▸ **INSTRUCTIONS TO FOLLOW**: In the listing below, locate the line containing "PR #25, opened 2016-06-12" and the line containing "When checking class". Output both of them and every line between, exactly as written, and nothing more.

═════ PROVIDED ENTRIES

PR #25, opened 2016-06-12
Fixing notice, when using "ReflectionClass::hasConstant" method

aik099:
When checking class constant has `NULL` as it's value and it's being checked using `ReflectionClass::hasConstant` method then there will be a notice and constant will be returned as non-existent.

══════════
═════ PROVIDED ENTRIES

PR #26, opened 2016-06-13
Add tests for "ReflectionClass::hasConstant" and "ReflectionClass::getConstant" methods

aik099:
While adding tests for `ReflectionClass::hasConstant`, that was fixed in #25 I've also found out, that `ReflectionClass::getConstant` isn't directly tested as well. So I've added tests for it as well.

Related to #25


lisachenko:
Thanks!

══════════

▸ **WORKED SOLUTION**:
PR #25, opened 2016-06-12
Fixing notice, when using "ReflectionClass::hasConstant" method

aik099:
When checking class constant has `NULL` as it's value and it's being checked using `ReflectionClass::hasConstant` method then there will be a notice and constant will be returned as non-existent.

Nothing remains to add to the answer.